If $(X, \mathbb A)$ is a measurable space and $M \subset X$ arbitrary and $\mathbb A|_M := \{ A \cap M : A \in \mathbb A\}$. Let's define a measurable function $f: (M, \mathbb A_M) \to (\mathbb R, B(\mathbb R))$.
If we define this $f$ as being simple, why does it then admits a measurable extension?
The image of simple function $f$ is finite.
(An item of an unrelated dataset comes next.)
Issue #149, opened 2019-04-23
Compliance Scan Results nodes sorted by end_time


alexpop:
In Compliance reporting, on a profile page, for example:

Let's say it is $\{a_1,\dots,a_n\}$ where the $a_i\in\mathbb R$ are distinct.
Then the preimage of a Borel set wrt $f$ can be written as $\bigcup_{i=1}^n f^{-1}(\{a_i\})=\bigcup_{i=1}^n(A_i\cap M)$ where $A_i\in\mathbb A$ for $i=1,\dots,n$ such that the sets $M\cap A_i$ are disjoint and cover $M$.
Now define $B_i\subseteq X$ by $B_1=X\setminus (A_2\cup\cdots\cup A_n)$ and $B_i=A_i\setminus(A_1\cup\cdots\cup A_{i-1})$ for $i=2,\dots,n$.
The sets are disjoint with $B_i\cap M=A_i\cap M$ for $i=1,\dots,n$ and cover $X$.
Now we can prescribe a measurable simple function on $X$ that extends $f$ by stating that $x\mapsto a_i$ iff $x\in B_i$.